<<<<

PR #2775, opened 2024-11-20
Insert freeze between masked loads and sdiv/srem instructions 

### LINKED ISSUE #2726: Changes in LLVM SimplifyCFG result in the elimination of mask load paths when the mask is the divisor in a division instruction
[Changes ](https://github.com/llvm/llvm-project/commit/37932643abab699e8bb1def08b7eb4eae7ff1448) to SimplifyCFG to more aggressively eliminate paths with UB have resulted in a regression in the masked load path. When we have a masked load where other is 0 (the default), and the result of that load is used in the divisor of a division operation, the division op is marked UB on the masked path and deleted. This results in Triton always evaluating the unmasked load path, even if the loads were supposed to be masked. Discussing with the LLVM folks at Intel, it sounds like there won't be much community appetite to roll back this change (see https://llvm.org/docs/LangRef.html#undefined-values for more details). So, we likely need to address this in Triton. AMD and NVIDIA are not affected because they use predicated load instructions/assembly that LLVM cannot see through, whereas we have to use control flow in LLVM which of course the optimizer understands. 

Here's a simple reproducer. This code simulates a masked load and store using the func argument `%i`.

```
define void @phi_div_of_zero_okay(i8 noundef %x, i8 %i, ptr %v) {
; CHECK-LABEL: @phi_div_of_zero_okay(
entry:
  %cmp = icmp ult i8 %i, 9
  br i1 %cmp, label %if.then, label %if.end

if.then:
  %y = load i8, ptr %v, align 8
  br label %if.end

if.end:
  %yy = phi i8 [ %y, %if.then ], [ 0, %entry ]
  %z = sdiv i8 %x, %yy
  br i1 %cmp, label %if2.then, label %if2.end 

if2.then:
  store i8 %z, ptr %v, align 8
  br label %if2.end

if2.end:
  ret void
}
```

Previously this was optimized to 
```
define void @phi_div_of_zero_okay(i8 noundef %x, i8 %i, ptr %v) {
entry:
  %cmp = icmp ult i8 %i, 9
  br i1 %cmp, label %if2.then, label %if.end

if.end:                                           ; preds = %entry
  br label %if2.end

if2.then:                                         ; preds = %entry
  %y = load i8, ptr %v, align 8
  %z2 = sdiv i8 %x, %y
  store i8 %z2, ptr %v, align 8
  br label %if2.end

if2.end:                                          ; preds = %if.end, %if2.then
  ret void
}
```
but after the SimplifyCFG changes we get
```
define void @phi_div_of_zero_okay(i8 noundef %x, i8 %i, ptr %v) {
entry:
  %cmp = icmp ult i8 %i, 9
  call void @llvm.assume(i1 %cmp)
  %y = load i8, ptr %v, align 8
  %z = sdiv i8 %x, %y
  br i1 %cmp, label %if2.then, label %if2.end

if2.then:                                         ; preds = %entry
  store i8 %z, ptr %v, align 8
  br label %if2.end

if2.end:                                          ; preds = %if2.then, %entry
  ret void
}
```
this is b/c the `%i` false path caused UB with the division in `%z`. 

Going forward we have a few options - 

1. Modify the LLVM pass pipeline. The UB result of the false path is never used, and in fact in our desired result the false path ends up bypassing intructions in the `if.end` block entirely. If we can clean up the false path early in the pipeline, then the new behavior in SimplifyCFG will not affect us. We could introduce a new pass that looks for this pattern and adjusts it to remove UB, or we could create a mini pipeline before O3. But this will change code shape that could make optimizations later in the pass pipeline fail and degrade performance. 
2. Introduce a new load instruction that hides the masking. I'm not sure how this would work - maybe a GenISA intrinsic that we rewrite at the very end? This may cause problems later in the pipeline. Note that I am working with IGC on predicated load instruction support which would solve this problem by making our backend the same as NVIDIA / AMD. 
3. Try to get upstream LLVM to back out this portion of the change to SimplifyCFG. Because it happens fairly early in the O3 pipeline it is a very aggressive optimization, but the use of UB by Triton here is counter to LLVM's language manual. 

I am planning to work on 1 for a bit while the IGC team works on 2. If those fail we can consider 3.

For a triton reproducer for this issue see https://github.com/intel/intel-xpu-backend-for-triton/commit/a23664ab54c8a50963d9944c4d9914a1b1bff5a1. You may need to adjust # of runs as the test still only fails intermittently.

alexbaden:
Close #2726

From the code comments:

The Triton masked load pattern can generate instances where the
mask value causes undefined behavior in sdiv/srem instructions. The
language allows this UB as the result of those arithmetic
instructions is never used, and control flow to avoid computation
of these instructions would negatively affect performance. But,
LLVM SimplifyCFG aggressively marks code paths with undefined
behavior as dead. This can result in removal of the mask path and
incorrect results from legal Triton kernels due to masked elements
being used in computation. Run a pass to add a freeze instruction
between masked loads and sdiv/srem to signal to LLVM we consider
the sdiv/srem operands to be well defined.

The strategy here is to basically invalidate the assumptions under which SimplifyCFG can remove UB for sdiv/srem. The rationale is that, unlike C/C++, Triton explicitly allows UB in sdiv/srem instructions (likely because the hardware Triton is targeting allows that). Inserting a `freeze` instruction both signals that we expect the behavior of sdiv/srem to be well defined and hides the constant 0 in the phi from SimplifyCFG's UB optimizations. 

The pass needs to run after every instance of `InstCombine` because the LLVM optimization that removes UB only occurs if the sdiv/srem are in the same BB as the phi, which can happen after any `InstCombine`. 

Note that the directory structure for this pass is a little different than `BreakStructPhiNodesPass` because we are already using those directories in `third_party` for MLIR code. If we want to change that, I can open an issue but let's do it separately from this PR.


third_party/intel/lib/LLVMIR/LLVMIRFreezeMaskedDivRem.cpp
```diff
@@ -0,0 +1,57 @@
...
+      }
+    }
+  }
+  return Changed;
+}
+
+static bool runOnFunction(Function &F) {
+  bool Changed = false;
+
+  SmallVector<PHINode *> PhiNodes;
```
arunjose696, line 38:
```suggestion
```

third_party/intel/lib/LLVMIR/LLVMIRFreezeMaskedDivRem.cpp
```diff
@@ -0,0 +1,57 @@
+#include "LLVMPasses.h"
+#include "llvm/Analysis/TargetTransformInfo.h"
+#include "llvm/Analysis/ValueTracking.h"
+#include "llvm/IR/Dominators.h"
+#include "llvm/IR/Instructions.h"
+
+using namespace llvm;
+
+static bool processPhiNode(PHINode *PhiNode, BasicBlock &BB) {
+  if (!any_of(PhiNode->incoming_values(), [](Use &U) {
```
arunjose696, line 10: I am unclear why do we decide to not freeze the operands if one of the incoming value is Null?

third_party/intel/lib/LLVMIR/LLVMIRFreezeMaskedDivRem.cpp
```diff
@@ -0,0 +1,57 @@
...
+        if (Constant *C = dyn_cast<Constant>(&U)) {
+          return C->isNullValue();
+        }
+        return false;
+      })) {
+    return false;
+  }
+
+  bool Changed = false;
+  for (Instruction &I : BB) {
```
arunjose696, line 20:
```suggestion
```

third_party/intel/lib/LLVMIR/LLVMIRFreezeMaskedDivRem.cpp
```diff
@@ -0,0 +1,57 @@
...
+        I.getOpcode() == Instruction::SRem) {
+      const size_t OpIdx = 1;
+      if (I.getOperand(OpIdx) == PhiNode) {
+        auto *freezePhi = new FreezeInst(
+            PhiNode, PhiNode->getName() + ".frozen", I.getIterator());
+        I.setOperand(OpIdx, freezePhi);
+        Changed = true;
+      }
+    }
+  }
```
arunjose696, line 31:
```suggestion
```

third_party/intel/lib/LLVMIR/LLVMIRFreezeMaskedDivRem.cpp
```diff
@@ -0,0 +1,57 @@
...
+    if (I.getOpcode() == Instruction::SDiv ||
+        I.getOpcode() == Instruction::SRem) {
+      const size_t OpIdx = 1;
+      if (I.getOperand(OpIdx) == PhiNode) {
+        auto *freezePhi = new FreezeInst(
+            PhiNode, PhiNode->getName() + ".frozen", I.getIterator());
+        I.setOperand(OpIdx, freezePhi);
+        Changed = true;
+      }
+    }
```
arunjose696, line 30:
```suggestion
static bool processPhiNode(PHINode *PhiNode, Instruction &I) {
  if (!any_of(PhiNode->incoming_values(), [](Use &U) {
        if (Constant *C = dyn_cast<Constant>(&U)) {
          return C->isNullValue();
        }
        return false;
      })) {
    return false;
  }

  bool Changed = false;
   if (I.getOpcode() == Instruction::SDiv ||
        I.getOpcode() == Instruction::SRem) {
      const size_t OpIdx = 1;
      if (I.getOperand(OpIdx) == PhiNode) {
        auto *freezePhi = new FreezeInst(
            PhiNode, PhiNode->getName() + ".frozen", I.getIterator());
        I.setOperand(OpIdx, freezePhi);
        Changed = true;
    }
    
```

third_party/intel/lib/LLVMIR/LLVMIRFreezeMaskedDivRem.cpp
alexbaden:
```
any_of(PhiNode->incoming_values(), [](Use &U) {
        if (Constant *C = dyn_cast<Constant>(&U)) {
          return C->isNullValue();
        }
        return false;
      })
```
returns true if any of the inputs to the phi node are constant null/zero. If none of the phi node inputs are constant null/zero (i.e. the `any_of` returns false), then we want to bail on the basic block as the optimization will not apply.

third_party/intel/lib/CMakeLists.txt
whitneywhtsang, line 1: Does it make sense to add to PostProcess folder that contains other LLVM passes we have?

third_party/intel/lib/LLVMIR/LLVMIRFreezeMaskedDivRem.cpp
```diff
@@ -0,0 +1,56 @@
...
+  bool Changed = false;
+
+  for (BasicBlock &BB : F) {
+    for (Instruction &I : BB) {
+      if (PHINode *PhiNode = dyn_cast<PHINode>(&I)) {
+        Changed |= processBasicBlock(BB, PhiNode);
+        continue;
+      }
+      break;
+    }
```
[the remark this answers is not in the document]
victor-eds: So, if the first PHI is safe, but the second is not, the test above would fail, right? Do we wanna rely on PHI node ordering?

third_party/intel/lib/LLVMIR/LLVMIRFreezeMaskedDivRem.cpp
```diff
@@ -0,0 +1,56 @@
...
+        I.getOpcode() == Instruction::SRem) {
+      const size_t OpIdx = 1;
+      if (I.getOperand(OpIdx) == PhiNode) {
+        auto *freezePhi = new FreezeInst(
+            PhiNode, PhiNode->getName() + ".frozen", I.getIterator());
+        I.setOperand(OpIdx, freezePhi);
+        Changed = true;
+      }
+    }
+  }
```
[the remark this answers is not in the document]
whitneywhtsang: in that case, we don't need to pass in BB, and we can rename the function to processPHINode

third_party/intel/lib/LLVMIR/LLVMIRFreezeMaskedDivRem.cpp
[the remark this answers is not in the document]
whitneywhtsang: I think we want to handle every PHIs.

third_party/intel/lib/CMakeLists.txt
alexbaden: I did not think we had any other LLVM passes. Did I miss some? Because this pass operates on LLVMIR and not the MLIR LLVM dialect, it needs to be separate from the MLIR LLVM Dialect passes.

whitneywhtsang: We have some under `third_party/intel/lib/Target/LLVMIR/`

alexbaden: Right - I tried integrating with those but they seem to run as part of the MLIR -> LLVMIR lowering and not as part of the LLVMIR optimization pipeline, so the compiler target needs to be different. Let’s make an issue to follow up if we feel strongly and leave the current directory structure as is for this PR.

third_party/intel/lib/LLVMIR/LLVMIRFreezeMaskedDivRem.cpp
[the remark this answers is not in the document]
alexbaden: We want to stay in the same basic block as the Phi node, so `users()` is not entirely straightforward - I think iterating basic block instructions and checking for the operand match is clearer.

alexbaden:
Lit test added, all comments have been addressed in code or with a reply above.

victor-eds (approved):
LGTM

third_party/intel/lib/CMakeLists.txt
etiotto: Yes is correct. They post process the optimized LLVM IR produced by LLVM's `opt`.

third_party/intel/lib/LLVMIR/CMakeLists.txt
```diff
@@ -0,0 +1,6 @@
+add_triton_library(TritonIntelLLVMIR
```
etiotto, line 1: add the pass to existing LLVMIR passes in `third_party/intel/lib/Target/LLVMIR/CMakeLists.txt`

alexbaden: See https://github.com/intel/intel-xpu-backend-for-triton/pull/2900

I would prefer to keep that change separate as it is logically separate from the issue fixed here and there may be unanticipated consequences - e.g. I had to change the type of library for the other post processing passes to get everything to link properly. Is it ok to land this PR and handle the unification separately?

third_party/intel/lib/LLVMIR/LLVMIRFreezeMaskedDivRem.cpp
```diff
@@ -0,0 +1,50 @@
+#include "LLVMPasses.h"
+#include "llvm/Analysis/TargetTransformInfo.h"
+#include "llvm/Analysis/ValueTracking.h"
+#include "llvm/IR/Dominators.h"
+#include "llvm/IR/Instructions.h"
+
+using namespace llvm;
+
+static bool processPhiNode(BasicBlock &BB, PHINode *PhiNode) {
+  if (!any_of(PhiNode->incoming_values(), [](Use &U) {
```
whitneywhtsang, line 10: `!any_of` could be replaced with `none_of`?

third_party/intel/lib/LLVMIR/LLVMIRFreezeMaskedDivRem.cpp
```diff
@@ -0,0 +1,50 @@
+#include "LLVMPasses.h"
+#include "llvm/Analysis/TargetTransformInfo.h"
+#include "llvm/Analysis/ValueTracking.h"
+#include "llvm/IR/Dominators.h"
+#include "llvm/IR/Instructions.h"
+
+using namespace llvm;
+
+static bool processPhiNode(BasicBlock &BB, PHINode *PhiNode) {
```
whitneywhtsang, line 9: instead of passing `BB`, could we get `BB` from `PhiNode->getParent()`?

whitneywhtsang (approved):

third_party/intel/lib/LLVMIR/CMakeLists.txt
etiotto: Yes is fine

>>>>

**Your task**
Every line in the data that holds the string "reproducer" should be returned.

**Task output**
Here's a simple reproducer. This code simulates a masked load and store using the func argument `%i`.
For a triton reproducer for this issue see https://github.com/intel/intel-xpu-backend-for-triton/commit/a23664ab54c8a50963d9944c4d9914a1b1bff5a1. You may need to adjust # of runs as the test still only fails intermittently.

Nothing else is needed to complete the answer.